CONVIVIAL HOSPITALITY
A couple of days later he returned to his cowherd friends and offered some money in return for their hospitality but they would not take it unless he promised to spend the evening with them to which he readily consented. They had a feast of cream and plenty of wine, which they had bought, so “ this evening was spent very merry in dancing and drinking, one ofthe company played upon the fiddle and the others danced. Ijoined likewise and so we danced all barefooted. I fequently admired the happyness of those people who enjoys more happyness in such a triffeling object as this than the higher class does in there great balls. At last when we was tired and the wine finished we retired to rest upon our beds of spruce branches and hay where we slept comfortably”. This little incident illustrates Blaikie's good natured conviviality and the ease with which he made friends. We know from his later experiences at the French court that he was a popular figure, evidently endowed with plenty of self confidence.

MOUNTAIN HAZARDS
His expeditions into the mountains were not without adventure. While working along a slope he found his way blocked at the edge of a precipice. He managed to find a precarious way down by clinging to bushes but, by the time he had reached safety, he was benighted. However, he found a cave where he made a bed out of tree branches but he slept “but little dreadin the wolves which is common in those woods”. By daybreak he was up searching for plants. A few days later he had another unpleasant experience when he came to the edge of a stream with tempting plants on the other side. He stripped off his clothes, which he tied in a bundle, and started to wade across but when he was halfway “the water was so excessively cold preceding from snow and ice and me warm with walking it soon seezed me up so that with difficulty I gott out of the water and threw myself down upon the moss in the wood unable to put on my clothes. Here I lay almost senseless without any to help me. However, in a little after I found a glowing heat all over me, I soon recovered myself”.

FEEBLE COMPANIONS
Late in June two botanist friends from Geneva joined him to look for plants in the J ura but, a couple of davs later, they were too exhausted to continue and “were heartily sick of the mountains”. That was a familiar experience for Blaikie. Very few could endure the pace he set. He was a seasoned walker who went everywhere on foot and would cover 20 or more miles in a day over rough country, carrying a heavy box of plants. As a consequence he had no luck with guides who quickly refused to go with him any further into the mountains. He had a low opinion of the stamina of those who went out with him, including Michel Gabriel Paccard who was the first man to ascend Mt. Blanc in 1786. Blaikie thought he tired easily!
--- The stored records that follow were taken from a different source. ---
PR #1221, opened 2019-03-19
[Bugfix] Don't unset global git user config after git tests

Syphdias:
Currently running the git unit tests unsets name and email in the global git config.

This PR gets rid of unnecessary variable juggling and simply sets the git config in the new home. The config (`/tmp/powerlevel9k-test/.gitconfig`) will be removed when the test directory is removed. I also added a "test" (which is a bit of a hack) to check if email or name were changed.

PS: Teardowns are currently called an additional time (see https://github.com/kward/shunit2/issues/112 for details) after shunit finished all tests. It should be fine for now. Just a heads up since I stumbled upon this bug while testing.

### DIFF
--- a/segments/vcs/vcs_git.spec
+++ b/segments/vcs/vcs_git.spec
@@ -5,6 +5,21 @@
 setopt shwordsplit
 SHUNIT_PARENT=$0
 
+function oneTimeSetUp() {
+  # must be done before any setup
+  ORIGINAL_GIT_AUTHOR_NAME="$(git config --global user.name)"
+  ORIGINAL_GIT_AUTHOR_EMAIL="$(git config --global user.email)"
+}
+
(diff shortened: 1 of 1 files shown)


Syphdias:
@dritter I'm confused. How is that not what is being done [here](https://github.com/bhilburn/powerlevel9k/pull/1221/files#diff-33d8cc39110005e14f88376a43b0450fR40)? Which is why I deleted most of the setting resets.

I also added the test to ensure the user config modification doesn't happen again. This apparently failed on Mac OS...

dritter:
Ha! I missed that line (folded away by github).

So I adjust my comment: I wouldn't trust `git config --global`, and instead just write the config file directly to our newly created HOME folder.. ;)

dritter:
Thanks @Syphdias .

PR #1227, opened 2019-03-27
Fix dir issues

### LINKED ISSUE #1206: Many bugs in dir segment
I went to optimize `prompt_dir` in Powerlevel10k and noticed that the code is crawling with bugs. Just from the cursory look, here are some.

Tested on `master` with default settings plus whatever is specified in each test case.

1.

```zsh
mkdir ~/'%E%K{red}'
cd ~/'%E%K{red}'
```

Expected content of dir segment: `~/%E%K{red}`.
Actual: color mayhem.

2.

```zsh
mkdir ~/~
cd ~/~
```

Expected content of dir segment: `~/~`.
Actual: `~`.

3.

Indeed the only men who won his respect as suitable companions for a walk in the mountains were Abraham Thomas, a cowherd who knew his plants, and his father, then about 80, who had travelled through the mountains collecting plants for the eminent Swiss botanist Albrecht von Haller, author of ‘Enumeratio Stirpium Helveticarum’ which Blaikie used for numbering the species he collected. Both these men kept pace with Blaikie who considered them the only two people he had met “that is worth traveling upon the mountains”.
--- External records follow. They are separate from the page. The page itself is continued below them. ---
PR #1229, opened 2019-03-27
Add Gitstatus segment

### LINKED ISSUE #1185: Add gitstatus segment
As discussed in #1170 , we should add a `gitstatus` segment. This is faster than `VCS_INFO`, and could be included in 0.7.0 or 0.8.0. Just wanted to open this Issue that we don't forget.
If anyone wants to implement this, I'd be happy.

Pro/Con List of include this in the `vcs` segment:
:+1: Users don't have to worry about this
:+1:  No duplication of tests. Obviously tests have to be duplicated (or be very similar) if not included.
:-1:  `gitstatus` does not support all use-cases we have in the `vcs` segment (AFAIR; correct me if I'm wrong).
:-1:  The `vcs` segment code is quite lengthy already
:-1:  Cleaner readme: The `gitstatus` install instructions can be addressed cleanly
:-1:  Easier handling: If for some reason (like user forgot to install `gitstatus`), it would just not work, so the feedback loop is cleaner. Otherwise it would fallback to `VCS_INFO`, pretending to work

dritter:
This adds a segment for `gitstatus`. Fixes #1185 .

Caveat: This does not make use of the asynchronous mode that `gitstatus` provides. This will be added as soon as we have a proper basis for that (presumably with #1176 ).

// cc @romkatv


segments/gitstatus/gitstatus.p9k
```diff
@@ -0,0 +1,146 @@
...
+  local localBranch="${VCS_STATUS_LOCAL_BRANCH}"
+  local remoteBranch="${VCS_STATUS_REMOTE_BRANCH}"
+  [[ -n "$localBranch" ]] && segment_content+=("${__P9K_ICONS[GITSTATUS_BRANCH]}${localBranch//\%/%%}")
+  # If no local branch and no remote branch was detected, we are probably in detached mode.
+  [[ -z "$localBranch" && -z "$remoteBranch" ]] && segment_content+=("${__P9K_ICONS[GITSTATUS_BRANCH]}(detached)")
+
+  if [[ -n "${remoteBranch}" \
+      && ( \
+        "${P9K_GITSTATUS_ALWAYS_SHOW_REMOTE_BRANCH}" == 'true' \
+        || "${remoteBranch#*/}" != "${VCS_STATUS_LOCAL_BRANCH#heads/}" \
```
romkatv: things like heads/ are already stripped out from VCS_STATUS_LOCAL_BRANCH and VCS_STATUS_REMOTE_BRANCH

segments/gitstatus/gitstatus.p9k
```diff
@@ -0,0 +1,146 @@
...
+  # Register segment
+  # Parameters:
+  #   segment_name  context  background  foreground  Generic  Flat/Awesome-Patched  Awesome-FontConfig  Awesome-Mapped-FontConfig  NerdFont
+  p9k::register_segment  "GITSTATUS" "CLEAN"     "green"  "${DEFAULT_COLOR}" ''  ''  ''  ''  ''
+  p9k::register_segment  "GITSTATUS" "MODIFIED"  "yellow" "${DEFAULT_COLOR}" ''  ''  ''  ''  ''
+  p9k::register_segment  "GITSTATUS" "UNTRACKED" "green"  "${DEFAULT_COLOR}" '?' $'\uE16C' $'\uF059' '\u'${CODEPOINT_OF_AWESOME_QUESTION_CIRCLE} $'\uF059'
+
+  ################################################################
+  # Register segment default values
+  p9k::set_default P9K_GITSTATUS_MAX_INDEX_SIZE_DIRTY "4096"
```
romkatv: -1 would be a better default. The latest version if gitstatus (not submitted yet) returns data for chromium (300k files) in less than 75 ms. This is 5 times faster than `git status`. It'll feel fast even without async.

segments/gitstatus/gitstatus.p9k
```diff
@@ -0,0 +1,146 @@
...
+
+  if [[ -n "${remoteBranch}" \
+      && ( \
+        "${P9K_GITSTATUS_ALWAYS_SHOW_REMOTE_BRANCH}" == 'true' \
+        || "${remoteBranch#*/}" != "${VCS_STATUS_LOCAL_BRANCH#heads/}" \
+      ) ]]; then
+      segment_content+=("${__P9K_ICONS[GITSTATUS_REMOTE_BRANCH]}${remoteBranch//\%/%%}")
+  fi
+
+  (( VCS_STATUS_HAS_UNTRACKED )) && current_state="UNTRACKED" && segment_content+=("${__P9K_ICONS[GITSTATUS_UNTRACKED]}")
```
romkatv: VCS_STATUS_HAS_UNTRACKED and VCS_STATUS_HAS_UNSTAGED are tribools:

  0: no
  1: yes
  -1: unknown

-1 is returned if git index has more than P9K_GITSTATUS_MAX_INDEX_SIZE_DIRTY files

You probably want to handle 1 and -1 differently.

romkatv:
Looks great! Finally gitstatus will have tests :-D

segments/gitstatus/gitstatus.p9k
```diff
@@ -0,0 +1,146 @@
...
+# @args
+#   $1 string Alignment - left | right
+#   $2 integer Segment index
+#   $3 boolean Whether the segment should be joined
+##
+prompt_gitstatus() {
+  gitstatus_query -d ${${GIT_DIR:a}:-$PWD} -t $P9K_GITSTATUS_MAX_SYNC_LATENCY_SECONDS P9K 2>/dev/null
+
+  # Print nothing, if we are not in a repo, or if the gitstatus daemon sends a timeout
+  [[ -z "${VCS_STATUS_RESULT}" || "${VCS_STATUS_RESULT}" =~ "norepo-" || "${VCS_STATUS_RESULT}" == "tmout" ]] && return
```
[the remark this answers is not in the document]
dritter: You mean a negated check for `ok-*`? This is the early exit here..

dritter:
> Looks great! Finally gitstatus will have tests :-D

I don't want to disappoint you, I've mocked `gitstatus` away, so the tests run on travis.. ;)

segments/gitstatus/gitstatus.p9k
dritter: Good point! Btw. The `VCS_STATUS_REMOTE_BRANCH` looks a bit too much stripped, for my taste. If I track a foreign remote, it would be nice, if `gitstatus` would include the origin..

segments/gitstatus/gitstatus.p9k
dritter: Awesome! I'll change it to `-1`, as you are way faster than me anyway. ;)

segments/gitstatus/gitstatus.p9k
dritter: 👍

romkatv:
> I don't want to disappoint you, I've mocked `gitstatus` away, so the tests run on travis.. ;)

Oh, man! And just like, that my test coverage went back to zero.

segments/gitstatus/gitstatus.p9k
romkatv: How would you prefer it to look like? Could you give an example?

segments/gitstatus/gitstatus.p9k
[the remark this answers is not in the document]
romkatv: Yes, of course.

```zsh
[[ $VCS_STATUS_RESULT =~ ok-* ]] || return
```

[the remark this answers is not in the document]
dritter: Btw. that would work, except if gitstatus returns a timeout. I am a bit undecided, what I should do in that state, TBH. With the current implementation it shows (wrongly) a detached state (clarification: the segment code does this, not gitstatus), which is maybe better than showing nothing. On the other hand I could handle the timeout case differently (showing something like "timeout", or similar..).

segments/gitstatus/gitstatus.p9k
dritter: Well. I have that case that I track `ben/next` as local `next`, and if gitstatus would return the remote as well, the segment could show `next -> ben/next`.

romkatv: `ben` is the name of the remote? `git remove -vv | cut -f1` shows it?

If this is what you mean, we can add `VCS_STATUS_REMOTE_NAME` to gitstatus. This value is already computed [here](https://github.com/romkatv/gitstatus/blob/53b5d5dda0a4eed001c4dee9b393050e27e86256/src/git.cc#L282) in order to strip it off remote branch symbolic reference. It could be exported along with other variables.

Would you like to send a PR? The change itself isn't difficult but figuring out how to [build](https://github.com/romkatv/gitstatus/#compiling) gitstatus can be challenging. On the other hand, it'll let you build expertise that can be valuable in the future given that gitstatus is now your dependency (bus factor and all that). I'll take care of building binaries for all architectures but it would be great if you could verify by yourself that the change works on your machine.

segments/gitstatus/gitstatus.p9k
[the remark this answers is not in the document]
romkatv: There are a few options.

The simplest is to just disable timeout. Since `vcs_info` is invoked without a timeout, it kinda makes sense. On the other hand, gitstatus is way less stable than `vcs_info` (by about the same factor it's faster, which is to say a lot less stable). In addition, unlike `vcs_info`, crashes in `gitstatus` will lead to hangs rather than simple errors. All-in-all, I don't recommend going without a timeout.

You could fall back to `vcs_info`. But given that it's you've implemented gitstatus as a separate segment, it makes little sense.

You could pretend it's not a git repo. This will look smooth but can be misleading.

You could display "error" in the segment, perhaps with a hint to blame gitstatus so that people will file bugs directly against me rather bothering you. So, "gitstatus error". I think this is the best option.

segments/gitstatus/gitstatus.p9k
dritter: > ben is the name of the remote? git remove -vv | cut -f1 shows it?

Exactly, yes.

About sending a PR: Yes, I can try that probably by the weekend. But know that I have no experience with C. So chances are that I fail.. But spreading the knowledge is a good thing for sure.

segments/gitstatus/gitstatus.p9k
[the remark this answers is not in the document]
dritter: Okay. Thanks for your input. I output `gitstatus timeout` now, if there is a timeout. Additionally, there is a section for troubleshooting in the README (with the hint to increase the timeout). Think that should be enough, until we get to the point being able to fall back to async.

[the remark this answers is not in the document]
romkatv: That's perfect.

README.md
```diff
@@ -109,6 +109,7 @@ The segments that are currently available are:
 * [`ssh`](segments/ssh/README.md) - Indicates whether or not you are in an SSH session.
 
 **Development Environment Segments:**
+* [`gitstatus`](segments/gitstatus/README.md) - Information about this `git` (if you are in one).
```
Syphdias:
```suggestion
* [`gitstatus`](segments/gitstatus/README.md) - Information about this `git` repository (if you are in one).
```

segments/gitstatus/gitstatus.p9k
```diff
@@ -0,0 +1,149 @@
...
+  local LC_ALL="" LC_CTYPE="en_US.UTF-8"
+
+  ################################################################
+  # Register segment helper icons
+  # Parameters:
+  #   name_of_icon  Generic  Flat/Awesome-Patched  Awesome-FontConfig  Awesome-Mapped-FontConfig  NerdFont
+  #                                          ●                                                                                  
+  p9k::register_icon "GITSTATUS_UNSTAGED"          $'\u25CF'   $'\uE17C'   $'\uF06A'   '\u'${CODEPOINT_OF_AWESOME_EXCLAMATION_CIRCLE}    $'\uF06A'
+#   #                                          ?                                                                                  
+#   p9k::register_icon "GITSTATUS_UNTRACKED"         '?'         $'\uE16C'   $'\uF059'   '\u'${CODEPOINT_OF_AWESOME_QUESTION_CIRCLE}       $'\uF059'
```
Syphdias: Any reason why this is commented out?

dritter: Yep. The reason is that there is a collision with `p9k::register_segment`. This function can optionally register an icon under a given state name. This name then cannot be used for `p9k::register_icon`. This is the case here: We already have a state `UNTRACKED`.. This bugs me and is on my to refactor list in my head.. I have tripped over that more than once.

Syphdias: Oh, I see.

On 24 June he was looking after his plants at St.Genis when he had a visit from Voltaire who appeared suitably impressed by the collection. Voltaire was then 81, tall and thin, still actively writing and living in a chateau near Geneva.

FURTHER AFIELD
By the middle of July Blaikie felt he had exhausted the Jura and Saleve mountains, easily accessible from Geneva and prepared for a longer trip into fresh hunting grounds. Walking from Geneva he went by the south side of the lake to Thonon, which he thought a rather poor little town and then on to Evian. From there he walked into the mountains south of Evian and encountered his first Chamois, which interested him greatly. A couple of days later his guide refused to go further into the mountains, so they came down and parted company. The following day Blaikie walked on to Bex in the Valais. On 26 July he was introduced to Abraham Thomas, the botanist cowherd who acted as guide on their botanising walk to Sion, where Blaikie commented on the number of inhabitants, especially women, with goitre. The following day he came across Opuntia in flower and fruit.

HOSTILE NATIVES
He walked on to Kaidersteg which was in a German speaking area and engaged another guide who proved a disaster. They had not gone very far when he refused to go further into the mountains and left Blaikie. But a little later this fellow rushed out of a thicket followed by a near naked man with a long beard, carrying an axe. They threatened Blaikie in German but he ignored them and went on his way, both parties shaking their fists at the other.This incident had a sequel. When he got back to the inn where he was staying he was welcomed by the landlord. The guide then appeared and Blaikie became angry at his former behaviour. But he was outdone by the landlord who knocked the guide down and Blaikie had to intervene to save him from suffering possibly fatal injury. He later learnt that this same man had returned to the inn in his absence and tried to steal his belongings, but the landlord had kicked him out.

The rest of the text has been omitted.